■ Activity
If a line in the entries below includes "passwordFieldVal", show that line.

■ Source records
BEGIN

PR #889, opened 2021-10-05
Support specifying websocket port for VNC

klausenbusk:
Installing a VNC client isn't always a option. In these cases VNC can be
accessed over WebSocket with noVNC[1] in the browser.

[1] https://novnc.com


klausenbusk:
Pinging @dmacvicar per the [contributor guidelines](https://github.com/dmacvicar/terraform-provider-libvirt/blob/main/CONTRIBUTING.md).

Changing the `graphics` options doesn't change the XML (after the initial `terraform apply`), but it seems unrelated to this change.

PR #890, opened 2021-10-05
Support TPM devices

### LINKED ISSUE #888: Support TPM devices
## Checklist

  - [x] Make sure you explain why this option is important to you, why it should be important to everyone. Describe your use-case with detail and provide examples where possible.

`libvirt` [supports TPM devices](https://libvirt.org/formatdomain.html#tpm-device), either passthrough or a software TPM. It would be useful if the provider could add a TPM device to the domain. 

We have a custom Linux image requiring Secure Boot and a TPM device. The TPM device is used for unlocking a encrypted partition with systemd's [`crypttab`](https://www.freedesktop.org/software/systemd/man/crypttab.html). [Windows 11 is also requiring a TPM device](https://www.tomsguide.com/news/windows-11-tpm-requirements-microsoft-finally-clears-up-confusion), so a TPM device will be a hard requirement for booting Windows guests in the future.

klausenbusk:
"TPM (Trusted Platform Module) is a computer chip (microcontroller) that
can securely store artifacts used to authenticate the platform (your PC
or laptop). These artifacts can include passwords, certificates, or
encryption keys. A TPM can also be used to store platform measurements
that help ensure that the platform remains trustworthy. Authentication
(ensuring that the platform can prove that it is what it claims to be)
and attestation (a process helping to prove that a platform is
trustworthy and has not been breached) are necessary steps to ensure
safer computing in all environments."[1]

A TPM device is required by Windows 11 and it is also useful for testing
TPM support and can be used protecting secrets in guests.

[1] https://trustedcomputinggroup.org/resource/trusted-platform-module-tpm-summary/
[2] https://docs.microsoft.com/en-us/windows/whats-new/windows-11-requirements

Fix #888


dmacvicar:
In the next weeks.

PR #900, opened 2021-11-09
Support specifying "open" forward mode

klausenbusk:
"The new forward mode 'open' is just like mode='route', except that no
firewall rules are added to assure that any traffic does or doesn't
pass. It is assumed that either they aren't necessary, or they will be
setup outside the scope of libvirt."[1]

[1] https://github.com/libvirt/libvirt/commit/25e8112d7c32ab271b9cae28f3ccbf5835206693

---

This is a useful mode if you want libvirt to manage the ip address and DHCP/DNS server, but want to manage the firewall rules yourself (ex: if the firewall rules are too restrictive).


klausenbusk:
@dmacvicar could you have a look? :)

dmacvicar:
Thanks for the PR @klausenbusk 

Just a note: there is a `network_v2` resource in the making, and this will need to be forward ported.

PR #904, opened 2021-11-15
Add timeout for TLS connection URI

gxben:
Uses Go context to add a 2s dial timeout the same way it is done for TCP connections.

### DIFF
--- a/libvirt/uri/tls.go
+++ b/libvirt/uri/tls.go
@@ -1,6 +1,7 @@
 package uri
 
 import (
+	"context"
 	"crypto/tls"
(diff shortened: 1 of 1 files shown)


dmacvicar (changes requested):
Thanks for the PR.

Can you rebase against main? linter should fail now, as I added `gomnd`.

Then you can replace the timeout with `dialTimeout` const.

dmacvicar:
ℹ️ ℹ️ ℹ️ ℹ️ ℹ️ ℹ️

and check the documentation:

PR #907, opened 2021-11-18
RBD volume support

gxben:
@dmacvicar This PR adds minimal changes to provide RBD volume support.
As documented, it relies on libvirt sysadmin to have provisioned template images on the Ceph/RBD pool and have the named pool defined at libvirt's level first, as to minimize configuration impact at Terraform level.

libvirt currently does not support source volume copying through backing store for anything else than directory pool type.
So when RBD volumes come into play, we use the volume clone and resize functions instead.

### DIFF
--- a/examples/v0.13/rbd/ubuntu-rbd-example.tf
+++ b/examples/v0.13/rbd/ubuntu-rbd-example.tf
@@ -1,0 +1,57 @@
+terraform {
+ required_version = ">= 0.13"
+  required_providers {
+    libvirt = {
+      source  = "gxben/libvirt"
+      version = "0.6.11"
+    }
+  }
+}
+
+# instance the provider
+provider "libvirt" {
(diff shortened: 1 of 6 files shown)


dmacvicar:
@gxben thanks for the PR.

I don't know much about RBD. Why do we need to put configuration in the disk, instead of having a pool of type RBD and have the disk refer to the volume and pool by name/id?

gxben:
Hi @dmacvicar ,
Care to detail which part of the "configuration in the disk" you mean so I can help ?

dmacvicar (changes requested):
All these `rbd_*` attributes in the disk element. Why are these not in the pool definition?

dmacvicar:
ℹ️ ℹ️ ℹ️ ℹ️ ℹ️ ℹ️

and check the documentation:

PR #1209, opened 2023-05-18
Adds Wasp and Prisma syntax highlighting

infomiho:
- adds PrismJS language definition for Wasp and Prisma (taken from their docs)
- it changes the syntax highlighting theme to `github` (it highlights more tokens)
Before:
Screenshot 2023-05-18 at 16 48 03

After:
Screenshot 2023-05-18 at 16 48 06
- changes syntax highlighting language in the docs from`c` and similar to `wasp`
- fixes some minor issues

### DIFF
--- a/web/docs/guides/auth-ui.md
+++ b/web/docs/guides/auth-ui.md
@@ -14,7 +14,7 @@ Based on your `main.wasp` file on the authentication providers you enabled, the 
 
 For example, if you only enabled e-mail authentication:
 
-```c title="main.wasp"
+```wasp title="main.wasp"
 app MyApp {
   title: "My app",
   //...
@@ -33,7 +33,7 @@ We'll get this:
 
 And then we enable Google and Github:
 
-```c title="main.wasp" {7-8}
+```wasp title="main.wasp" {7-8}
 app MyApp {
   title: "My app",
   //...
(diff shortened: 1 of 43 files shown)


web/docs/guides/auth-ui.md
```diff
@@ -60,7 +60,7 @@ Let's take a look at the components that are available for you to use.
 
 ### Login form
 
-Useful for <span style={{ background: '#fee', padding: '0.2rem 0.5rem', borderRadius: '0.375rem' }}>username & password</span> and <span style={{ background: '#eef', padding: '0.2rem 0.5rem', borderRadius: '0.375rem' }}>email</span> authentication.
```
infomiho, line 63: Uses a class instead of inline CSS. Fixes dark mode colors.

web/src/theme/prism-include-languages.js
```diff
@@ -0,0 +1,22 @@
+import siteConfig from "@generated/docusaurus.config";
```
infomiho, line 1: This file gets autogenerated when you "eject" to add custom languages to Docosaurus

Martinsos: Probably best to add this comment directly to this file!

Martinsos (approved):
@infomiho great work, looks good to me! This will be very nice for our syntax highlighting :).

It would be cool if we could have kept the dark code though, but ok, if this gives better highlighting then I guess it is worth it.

END
BEGIN

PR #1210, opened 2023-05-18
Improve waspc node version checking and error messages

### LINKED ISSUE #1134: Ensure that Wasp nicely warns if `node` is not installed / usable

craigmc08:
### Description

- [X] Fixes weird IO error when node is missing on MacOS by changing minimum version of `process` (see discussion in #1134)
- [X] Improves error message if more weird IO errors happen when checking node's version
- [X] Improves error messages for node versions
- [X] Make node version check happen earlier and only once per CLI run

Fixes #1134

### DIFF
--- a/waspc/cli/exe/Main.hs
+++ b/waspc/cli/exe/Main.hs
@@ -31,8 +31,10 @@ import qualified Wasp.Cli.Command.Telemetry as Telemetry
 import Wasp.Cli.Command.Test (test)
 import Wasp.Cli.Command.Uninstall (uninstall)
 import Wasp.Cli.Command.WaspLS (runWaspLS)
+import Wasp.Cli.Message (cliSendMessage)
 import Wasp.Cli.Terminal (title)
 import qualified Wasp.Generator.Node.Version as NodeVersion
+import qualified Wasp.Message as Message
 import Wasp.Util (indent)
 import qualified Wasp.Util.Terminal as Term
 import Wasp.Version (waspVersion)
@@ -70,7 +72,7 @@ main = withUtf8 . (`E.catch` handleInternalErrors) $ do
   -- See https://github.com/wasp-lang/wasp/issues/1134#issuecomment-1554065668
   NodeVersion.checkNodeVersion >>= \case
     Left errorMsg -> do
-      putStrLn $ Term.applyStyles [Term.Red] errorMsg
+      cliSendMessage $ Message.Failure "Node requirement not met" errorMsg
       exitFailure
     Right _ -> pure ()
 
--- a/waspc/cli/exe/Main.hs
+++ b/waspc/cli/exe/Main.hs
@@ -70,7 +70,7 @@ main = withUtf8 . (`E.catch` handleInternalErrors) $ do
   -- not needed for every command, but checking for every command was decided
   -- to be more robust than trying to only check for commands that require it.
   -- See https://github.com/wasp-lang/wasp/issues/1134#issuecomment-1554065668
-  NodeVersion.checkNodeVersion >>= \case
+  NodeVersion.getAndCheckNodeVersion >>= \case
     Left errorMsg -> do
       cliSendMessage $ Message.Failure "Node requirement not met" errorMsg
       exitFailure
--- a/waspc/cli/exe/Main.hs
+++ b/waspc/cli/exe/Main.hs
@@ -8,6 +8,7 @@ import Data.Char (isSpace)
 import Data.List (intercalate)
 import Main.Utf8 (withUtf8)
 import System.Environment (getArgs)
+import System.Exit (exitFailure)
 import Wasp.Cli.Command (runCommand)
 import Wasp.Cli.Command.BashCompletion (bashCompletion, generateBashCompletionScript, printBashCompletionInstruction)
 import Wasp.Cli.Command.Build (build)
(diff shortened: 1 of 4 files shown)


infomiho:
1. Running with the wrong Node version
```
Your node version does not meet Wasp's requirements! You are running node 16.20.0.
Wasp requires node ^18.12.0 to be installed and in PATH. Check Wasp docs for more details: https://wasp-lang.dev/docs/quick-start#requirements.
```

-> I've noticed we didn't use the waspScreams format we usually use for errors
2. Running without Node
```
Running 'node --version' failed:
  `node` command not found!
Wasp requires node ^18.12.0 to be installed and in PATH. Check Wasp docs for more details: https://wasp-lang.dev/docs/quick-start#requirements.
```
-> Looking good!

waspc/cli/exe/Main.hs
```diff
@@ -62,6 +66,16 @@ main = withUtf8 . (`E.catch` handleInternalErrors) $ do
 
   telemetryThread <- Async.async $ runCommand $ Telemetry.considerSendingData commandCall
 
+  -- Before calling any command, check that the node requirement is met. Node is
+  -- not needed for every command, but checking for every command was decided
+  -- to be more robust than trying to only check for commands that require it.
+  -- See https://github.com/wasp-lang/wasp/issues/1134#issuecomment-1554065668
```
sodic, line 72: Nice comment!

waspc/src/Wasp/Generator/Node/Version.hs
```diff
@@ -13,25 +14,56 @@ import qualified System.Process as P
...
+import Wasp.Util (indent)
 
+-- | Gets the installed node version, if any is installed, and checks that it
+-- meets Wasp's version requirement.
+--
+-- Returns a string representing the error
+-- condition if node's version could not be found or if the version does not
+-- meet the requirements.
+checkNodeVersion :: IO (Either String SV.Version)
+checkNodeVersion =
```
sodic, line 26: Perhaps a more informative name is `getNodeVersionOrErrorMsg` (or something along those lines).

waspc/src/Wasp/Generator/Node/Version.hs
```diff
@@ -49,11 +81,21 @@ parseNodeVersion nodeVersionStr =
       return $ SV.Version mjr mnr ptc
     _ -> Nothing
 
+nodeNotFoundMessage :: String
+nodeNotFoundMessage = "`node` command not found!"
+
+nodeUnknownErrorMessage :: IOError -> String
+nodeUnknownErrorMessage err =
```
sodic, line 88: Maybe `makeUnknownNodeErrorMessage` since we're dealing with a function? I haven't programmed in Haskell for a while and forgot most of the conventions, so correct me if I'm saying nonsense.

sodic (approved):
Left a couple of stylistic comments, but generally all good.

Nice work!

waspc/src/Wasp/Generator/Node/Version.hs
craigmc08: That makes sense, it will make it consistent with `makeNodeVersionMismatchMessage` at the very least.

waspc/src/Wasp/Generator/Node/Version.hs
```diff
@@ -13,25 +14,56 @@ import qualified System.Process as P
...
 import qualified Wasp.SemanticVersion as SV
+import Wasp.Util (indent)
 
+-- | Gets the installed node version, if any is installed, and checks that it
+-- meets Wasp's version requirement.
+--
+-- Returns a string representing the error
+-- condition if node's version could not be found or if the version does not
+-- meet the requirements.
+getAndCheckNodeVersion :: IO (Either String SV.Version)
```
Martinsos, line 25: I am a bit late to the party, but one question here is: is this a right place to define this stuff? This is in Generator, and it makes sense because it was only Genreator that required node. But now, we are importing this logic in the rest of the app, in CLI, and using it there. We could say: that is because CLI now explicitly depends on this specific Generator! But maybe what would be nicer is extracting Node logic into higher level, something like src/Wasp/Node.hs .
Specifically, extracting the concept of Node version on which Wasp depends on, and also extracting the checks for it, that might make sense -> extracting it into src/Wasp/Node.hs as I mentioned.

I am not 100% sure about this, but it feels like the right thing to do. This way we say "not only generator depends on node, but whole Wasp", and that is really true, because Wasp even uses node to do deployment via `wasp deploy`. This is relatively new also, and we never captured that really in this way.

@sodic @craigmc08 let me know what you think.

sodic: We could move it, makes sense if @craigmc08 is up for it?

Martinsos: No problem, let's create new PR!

END
BEGIN

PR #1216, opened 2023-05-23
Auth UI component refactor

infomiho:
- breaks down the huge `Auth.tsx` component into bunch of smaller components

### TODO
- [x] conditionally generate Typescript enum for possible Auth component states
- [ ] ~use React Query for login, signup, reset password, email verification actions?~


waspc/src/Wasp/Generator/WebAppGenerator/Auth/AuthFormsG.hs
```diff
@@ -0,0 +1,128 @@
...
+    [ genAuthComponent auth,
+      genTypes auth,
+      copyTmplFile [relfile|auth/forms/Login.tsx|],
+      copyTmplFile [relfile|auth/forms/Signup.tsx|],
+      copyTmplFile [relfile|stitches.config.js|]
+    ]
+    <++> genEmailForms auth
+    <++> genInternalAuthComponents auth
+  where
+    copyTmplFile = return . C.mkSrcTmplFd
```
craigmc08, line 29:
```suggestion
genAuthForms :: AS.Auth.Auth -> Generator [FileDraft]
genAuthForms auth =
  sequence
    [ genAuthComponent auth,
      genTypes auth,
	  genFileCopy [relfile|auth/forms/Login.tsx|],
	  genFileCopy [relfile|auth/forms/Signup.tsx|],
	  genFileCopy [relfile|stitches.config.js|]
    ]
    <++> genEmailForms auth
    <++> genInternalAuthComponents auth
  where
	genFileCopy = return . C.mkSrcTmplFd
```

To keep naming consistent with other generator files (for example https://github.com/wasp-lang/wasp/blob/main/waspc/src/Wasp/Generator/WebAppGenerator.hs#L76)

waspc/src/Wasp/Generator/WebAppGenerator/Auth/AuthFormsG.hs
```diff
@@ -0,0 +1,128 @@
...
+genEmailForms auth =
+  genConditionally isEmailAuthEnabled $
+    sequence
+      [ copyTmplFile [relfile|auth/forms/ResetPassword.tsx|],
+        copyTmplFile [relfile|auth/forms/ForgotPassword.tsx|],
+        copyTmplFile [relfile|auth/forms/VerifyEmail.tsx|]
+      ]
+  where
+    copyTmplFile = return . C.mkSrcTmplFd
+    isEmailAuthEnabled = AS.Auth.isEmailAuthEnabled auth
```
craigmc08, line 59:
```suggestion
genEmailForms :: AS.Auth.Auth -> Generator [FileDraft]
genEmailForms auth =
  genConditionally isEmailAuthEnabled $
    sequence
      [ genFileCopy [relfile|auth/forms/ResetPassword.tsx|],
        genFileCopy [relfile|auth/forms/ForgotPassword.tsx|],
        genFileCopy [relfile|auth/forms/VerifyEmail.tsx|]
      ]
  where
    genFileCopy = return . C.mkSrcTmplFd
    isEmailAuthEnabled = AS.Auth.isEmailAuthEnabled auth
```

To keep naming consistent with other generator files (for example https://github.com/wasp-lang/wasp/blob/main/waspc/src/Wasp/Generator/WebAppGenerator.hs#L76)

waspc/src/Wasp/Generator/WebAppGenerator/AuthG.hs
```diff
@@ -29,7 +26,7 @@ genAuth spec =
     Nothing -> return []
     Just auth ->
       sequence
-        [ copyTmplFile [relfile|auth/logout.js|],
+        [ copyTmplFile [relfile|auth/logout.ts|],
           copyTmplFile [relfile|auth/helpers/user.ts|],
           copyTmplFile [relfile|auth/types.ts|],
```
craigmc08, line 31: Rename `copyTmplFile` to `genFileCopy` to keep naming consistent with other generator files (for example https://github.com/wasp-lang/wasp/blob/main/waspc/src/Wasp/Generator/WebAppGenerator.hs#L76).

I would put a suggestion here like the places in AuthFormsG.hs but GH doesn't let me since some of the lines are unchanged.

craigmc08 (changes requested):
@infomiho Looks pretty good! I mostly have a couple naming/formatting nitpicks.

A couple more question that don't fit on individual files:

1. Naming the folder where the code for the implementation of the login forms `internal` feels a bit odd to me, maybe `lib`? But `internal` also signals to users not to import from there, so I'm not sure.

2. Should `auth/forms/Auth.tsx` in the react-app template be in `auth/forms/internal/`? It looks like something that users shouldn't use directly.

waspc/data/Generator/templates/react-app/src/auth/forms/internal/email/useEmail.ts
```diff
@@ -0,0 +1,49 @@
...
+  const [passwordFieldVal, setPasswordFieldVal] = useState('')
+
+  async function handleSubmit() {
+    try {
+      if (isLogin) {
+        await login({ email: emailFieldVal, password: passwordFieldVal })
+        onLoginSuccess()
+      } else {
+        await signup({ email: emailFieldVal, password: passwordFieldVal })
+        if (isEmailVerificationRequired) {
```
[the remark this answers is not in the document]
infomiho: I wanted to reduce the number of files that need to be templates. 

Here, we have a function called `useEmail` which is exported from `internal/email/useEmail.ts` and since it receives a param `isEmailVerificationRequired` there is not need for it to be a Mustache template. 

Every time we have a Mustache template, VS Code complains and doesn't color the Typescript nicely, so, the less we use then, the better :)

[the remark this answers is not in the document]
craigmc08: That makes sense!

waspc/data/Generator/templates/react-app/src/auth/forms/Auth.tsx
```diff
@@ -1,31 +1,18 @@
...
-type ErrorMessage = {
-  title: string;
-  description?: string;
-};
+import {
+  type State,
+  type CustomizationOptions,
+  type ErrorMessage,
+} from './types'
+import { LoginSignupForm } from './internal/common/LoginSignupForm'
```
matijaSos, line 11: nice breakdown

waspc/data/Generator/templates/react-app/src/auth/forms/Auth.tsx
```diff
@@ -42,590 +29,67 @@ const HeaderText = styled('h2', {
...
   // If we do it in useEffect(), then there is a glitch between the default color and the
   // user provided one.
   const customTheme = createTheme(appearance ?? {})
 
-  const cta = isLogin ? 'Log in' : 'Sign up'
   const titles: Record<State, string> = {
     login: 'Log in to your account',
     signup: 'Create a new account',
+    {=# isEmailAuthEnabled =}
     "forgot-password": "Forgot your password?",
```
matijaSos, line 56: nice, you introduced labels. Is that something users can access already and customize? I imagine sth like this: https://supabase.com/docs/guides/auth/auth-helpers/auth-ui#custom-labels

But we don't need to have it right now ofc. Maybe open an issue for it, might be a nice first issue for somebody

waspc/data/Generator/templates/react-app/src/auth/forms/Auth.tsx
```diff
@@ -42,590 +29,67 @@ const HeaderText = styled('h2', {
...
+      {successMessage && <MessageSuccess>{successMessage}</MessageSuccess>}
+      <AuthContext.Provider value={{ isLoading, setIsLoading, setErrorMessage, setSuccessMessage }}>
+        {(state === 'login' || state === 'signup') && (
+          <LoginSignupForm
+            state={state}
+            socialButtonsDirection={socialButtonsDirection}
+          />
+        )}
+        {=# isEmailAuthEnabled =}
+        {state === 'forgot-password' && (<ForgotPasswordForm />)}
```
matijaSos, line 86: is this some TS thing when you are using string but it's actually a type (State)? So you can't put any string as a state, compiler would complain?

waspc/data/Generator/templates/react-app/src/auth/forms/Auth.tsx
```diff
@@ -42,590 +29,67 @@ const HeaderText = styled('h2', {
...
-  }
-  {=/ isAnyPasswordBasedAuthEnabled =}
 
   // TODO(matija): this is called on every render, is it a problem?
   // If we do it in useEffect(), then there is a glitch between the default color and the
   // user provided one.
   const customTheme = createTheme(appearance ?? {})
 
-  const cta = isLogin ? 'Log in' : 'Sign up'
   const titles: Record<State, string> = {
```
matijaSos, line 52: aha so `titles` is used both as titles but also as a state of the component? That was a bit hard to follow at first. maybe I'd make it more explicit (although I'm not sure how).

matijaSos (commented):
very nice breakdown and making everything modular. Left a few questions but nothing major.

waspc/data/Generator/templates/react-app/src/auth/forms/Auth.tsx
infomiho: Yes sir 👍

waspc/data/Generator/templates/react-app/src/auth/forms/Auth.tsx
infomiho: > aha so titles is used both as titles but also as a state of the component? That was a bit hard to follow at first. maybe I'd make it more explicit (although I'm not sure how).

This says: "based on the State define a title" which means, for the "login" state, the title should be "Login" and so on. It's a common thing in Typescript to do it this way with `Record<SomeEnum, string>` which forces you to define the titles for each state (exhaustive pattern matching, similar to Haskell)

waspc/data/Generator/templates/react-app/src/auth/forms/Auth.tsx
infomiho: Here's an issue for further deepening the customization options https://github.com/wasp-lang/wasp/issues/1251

END

■ Solution below
+  const [passwordFieldVal, setPasswordFieldVal] = useState('')
+        await login({ email: emailFieldVal, password: passwordFieldVal })
+        await signup({ email: emailFieldVal, password: passwordFieldVal })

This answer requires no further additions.